With the No. 1 pick comes a healthy financial commitment. The Astros this year paid a $2.525 million signing bonus when they took University of Connecticut outfielder George Springer with the 11th pick, and they could have to shell out about three times as much. This year’s No. 1 pick, pitcher Gerrit Cole, got an $8 million bonus from the Pirates.
“The precedent says you’re going to pay a lot of money for that first pick,” Heck said. “First and foremost, we better put the talent in the right order and deal with the money factors at a later time.”
Astros shortstop Clint Barmes is facing free agency this off-season for the first time in his career. He’s certainly open to exploring his options, but he’s had a good experience in Houston and would like to return to the Astros.
The Astros are rebuilding and could use some veteran influences, and there are no top shortstop prospects on the immediate horizon.
“I’d love to come back here, but I haven’t put a whole lot of thought into that yet,” he said. “Coming up to the off-season, I haven’t talked to my agent much about that at all to even know what other options there even are. There’s going to be a lot of changes [with the Astros] and a lot of things going on, which is another reason nobody knows what direction it’s going to head.”
Barmes, traded to the Astros from the Rockies last year, has been a valuable commodity on and off the field. A broken hand suffered in Spring Training led to a slow start at the plate, but he’s one of the best defensive shortstops in baseball.

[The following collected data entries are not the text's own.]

PR #536, opened 2020-06-17
Fix code editor, expected wrong ace.js file

Ruud-cb:
Hi Sebastian,

A small fix for the code editor, was expecting the wrong ace.js file. Apparently some caching in my browser didn't notice this. A `ace.min.js` also doesn't exist in node_modules.


SebastianStehle:
Thx

PR #550, opened 2020-07-27
I18n martijn

MartijnDijkgraaf:
This is the first setup for the frontend translations. (With location based replacing of the variables).

I still need to write tests and refactor the localizer.service.ts because I think that I can extract some functions.


frontend/app/shims.ts
```diff
@@ -5,6 +5,7 @@
  * Copyright (c) Squidex UG (haftungsbeschränkt). All rights reserved.
  */
 
+import '@angular/localize/init';
```
SebastianStehle, line 8: Why do we need this?

frontend/app/framework/utils/error.ts
```diff
@@ -15,6 +18,7 @@ export class ErrorDto {
         public readonly inner?: any
     ) {
         this.displayMessage = formatMessage(message, details);
+        this.localizer = LocalizerService.getInstance();
```
SebastianStehle, line 21: I think we should not use singleton here. I have only added it to the backend code because it was not possible otherwise. But I though we should just use the localizer in the components, when the error is displayed, not in errrodto

frontend/app/framework/services/title.service.ts
```diff
@@ -18,15 +19,15 @@ export class TitlesConfig {
...
+export const TitleServiceFactory = (titles: TitlesConfig, localizer: LocalizerService) => {
+    return new TitleService(titles, localizer);
 };
 
 @Injectable()
 export class TitleService {
     private readonly stack: any[] = [];
 
-    constructor(private readonly titles: TitlesConfig) {
+    constructor(private readonly titles: TitlesConfig, private readonly localizer: LocalizerService) {
```
SebastianStehle, line 30: Please use one line for each field that is directly assigned from the ctor. See other classes here.

frontend/app/framework/services/localizer.service.ts
```diff
@@ -0,0 +1,106 @@
...
+
+        if (args && args?.length > 0) {
+           text = this.replaceVariables(text, args);
+        }
+
+        return text;
+    }
+
+    private replaceVariables(text: string, args: readonly any[]): string {
+        const regex = new RegExp('\{(.*?)\}', 'g');
```
SebastianStehle, line 65: I think it would be good if we can solve this without regex. regex are really slow. Or at least a benchmark. Also only one regex is needed.

frontend/app/framework/services/localizer.service.ts
```diff
@@ -0,0 +1,106 @@
...
+            return arg;
+        }
+
+        switch (foundPipeOption[1]) {
+            case PipeOptions.TRANSLATE: {
+                return this.get(arg);
+            }
+
+            case PipeOptions.LOWER: {
+                return arg.charAt(0).toLowerCase() + arg.slice(1);
```
SebastianStehle, line 93: Slice works for strings? I was expecting substring here.

frontend/app/framework/services/localizer.service.ts
```diff
@@ -0,0 +1,106 @@
...
+}
+
+// TODO refactor this file, substract helper functions
+@Injectable()
+export class LocalizerService {
+    private static instance: LocalizerService;
+    public translations: Object;
+
+    constructor() {
+        if (process.env.NODE_ENV !== 'production') {
```
SebastianStehle, line 27: This should be part of the app.component not of the service itself, because it makes it impossible to test.

frontend/app/framework/services/dialog.service.ts
```diff
@@ -64,6 +65,7 @@ export class DialogService {
     private readonly requestStream$ = new Subject<DialogRequest>();
     private readonly notificationsStream$ = new Subject<Notification>();
     private readonly tooltipStream$ = new Subject<Tooltip>();
+    private readonly localizer = LocalizerService.getInstance();
```
SebastianStehle, line 68: No singleton please. Use dependency injection

frontend/app/framework/angular/http/http-extensions.ts
```diff
@@ -80,8 +80,10 @@ export module HTTP {
 
 export const pretifyError = (message: string) => <T>(source: Observable<T>) =>
     source.pipe(catchError((response: HttpErrorResponse) => {
-        const error = parseError(response, message);
+        const localizer = LocalizerService.getInstance();
```
SebastianStehle, line 83: See other comments below.

frontend/app/app.module.ts
```diff
@@ -6,7 +6,7 @@
  */
 
 import { CommonModule } from '@angular/common';
-import { HttpClientModule } from '@angular/common/http';
+import { HttpClientModule} from '@angular/common/http';
```
SebastianStehle, line 9: Please add the whitespace back.

frontend/app-config/webpack.config.js
```diff
@@ -329,7 +329,10 @@ module.exports = function (env) {
                 entryModule: 'app/app.module#AppModule',
                 skipCodeGeneration: !isAot,
                 sourceMap: !isProduction,
-                tsConfigPath: configFile
+                tsConfigPath: configFile,
```
SebastianStehle, line 332: What is all this? We do not use angular i18n

frontend/app/shims.ts
MartijnDijkgraaf: I will remove this.

frontend/app/app.module.ts
MartijnDijkgraaf: Done

frontend/app-config/webpack.config.js
MartijnDijkgraaf: Removed, I still had to clean it, my bad

frontend/app/framework/services/title.service.ts
MartijnDijkgraaf: Done

frontend/app/framework/services/localizer.service.ts
MartijnDijkgraaf: Slice and substring both work, but I can adjust it if you want.

frontend/app/framework/angular/http/http-extensions.ts
MartijnDijkgraaf: I dont see how we can do this with dependency injection, unless we edit the 157 uses of the pretityError.

Maybe you can help me out with this one?

frontend/app/framework/services/localizer.service.ts
MartijnDijkgraaf: I always tought that it depends on the regex. But if we can solve it without it a regex its has my preference.

I will think again about it.

MartijnDijkgraaf:
Thanks for the overall feedback!

frontend/app/framework/services/localizer.service.ts
SebastianStehle: You can have a look to C#.

frontend/app/framework/services/localizer.service.ts
SebastianStehle: I was just confused.

frontend/app/framework/angular/http/http-extensions.ts
SebastianStehle: Commented in the forum.

PR #555, opened 2020-08-16
Release/4.x martijn

MartijnDijkgraaf:


backend/i18n/translator/Squidex.Translator/Processes/GenerateKeys.cs
```diff
@@ -0,0 +1,39 @@
...
+        private readonly TranslationService service;
+        private readonly DirectoryInfo folder;
+
+        public GenerateKeys(DirectoryInfo folder, TranslationService service, string type)
+        {
+            if (type == "frontend")
+            {
+                this.folder = Frontend.GetFolder(folder);
+            }
+              else if (type == "backend")
```
SebastianStehle, line 26: There is a formatting error.

backend/i18n/translator/Squidex.Translator/State/TranslationService.cs
```diff
@@ -124,6 +124,18 @@ public void Save()
 
             Save("__todos.json", translationsTodo);
             Save("__ignore.json", translationToIgnore);
+            SaveKeys();
+        }
+
+        public void SaveKeys()
+        {
+            TranslationKeys translationKeys = new TranslationKeys();
```
SebastianStehle, line 132: Can you please use "var" and a new line?

backend/i18n/backend__keys.json
```diff
@@ -0,0 +1,325 @@
+{
```
SebastianStehle, line 1: Do we need this in the code? I mean it is only a temporary file that is used "nl", right?

MartijnDijkgraaf: Yea i can leave it out, if we need it we can generate it anyways.

backend/i18n/translator/Squidex.Translator/State/TranslationService.cs
MartijnDijkgraaf: I changed it to var, but what is the benefit of using var instead of a 'Type'?

SebastianStehle: Less code and consistency ;)

backend/i18n/translator/Squidex.Translator/Processes/GenerateKeys.cs
MartijnDijkgraaf: Fixec

backend/i18n/translator/Squidex.Translator/State/TranslationService.cs
```diff
@@ -124,6 +124,19 @@ public void Save()
 
             Save("__todos.json", translationsTodo);
             Save("__ignore.json", translationToIgnore);
+            SaveKeys();
```
SebastianStehle, line 127: I think this line does not make sense. We do not need a an empty key file as a permanent artifact

MartijnDijkgraaf: Yea your right, if somebody wants to add a new language they just need to run the command

PR #596, opened 2020-11-17
localization part 1

dborovsky:


SebastianStehle:
Hi, I have decided not to localize the script names, it is by purpose.

dborovsky:
> You should also read this: https://docs.squidex.io/01-getting-started/contributing-and-developing/translating
sure, i've already read this.

SebastianStehle:
But then you do not understand or the article is badly written. Because you should not change the translation files directly. Only change the files under source folder and then  run the translator.

dborovsky:
@SebastianStehle 
- To update localize files must I change corresponding files in folder backend/i18n/source
- Run the translate.bat or translate.sh

Correct?

SebastianStehle:
Yes, thats correct.

If you are not a native speaker, you should not translate these languages. There are other people and customers who take care about NL and IT

dborovsky:
> Hi, I have decided not to localize the script names, it is by purpose.

I returned back script without localization. 

I can't find any labels without localization. Could you show me this? 
Somewhere is no translation because localization key has value with english. Need translate to It and ND, but i am no native speaker.

SebastianStehle:
I think there is nothing to translate at the moment. Perhaps you misunderstood the original task.

PR #610, opened 2020-12-05
bug: fix identity server profile page showing client secret label as Client ID

alastairtree:
Fix this:

image


SebastianStehle:
Thank you very much :)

He’s hitting .243 with nine homers and 29 RBIs in 104 games.
It’s rather unusual to see a Major League coaching staff get multi-year deals, but the Astros felt so good about what they had in manager Brad Mills’ staff that they announced Saturday they had extended the contracts of the field staff by two years, though 2012.
The Astros will have to wait a couple of more weeks before hitting coach Jeff Bagwell tells them whether he wants to return, but Mills and general manager Ed Wade have put together a terrific coaching staff in Brad Arnsberg (pitching coach), Dave Clark (third-base coach), Bobby Meacham (first-base coach), Al Pedrique (bench coach) and Jamie Quirk (bullpen coach).
Not only do they have the respect of the players, but the group puts in long hours poring over advance scouting reports and in the video room before the players even arrive at the ballpark.
“I knew from basically July on we wanted to keep this group together,” Wade said. “I talked to [owner] Drayton [McLane] and [president of baseball operation] Tal [Smith about doing two-years and they see the same things I’ve seen and they’re very supportive of extending beyond this organization’s norm.
“If you look at coaches’ contracts, there’s not a lot of multi-year deals out there. There are some, but not the vast majority. To be able to do that with the entire unit sends a message to them that we appreciate the kind of work they’ve done and a message to the players, too, that there’s continuity and stability. With a younger group, that’s an important message to try to deliver.”
Don’t be surprised to see the Astros pick up Mills’ option for 2012. He’s under contract next year, but with his staff getting contracts through 2012, it only makes sense the manager gets the same deal.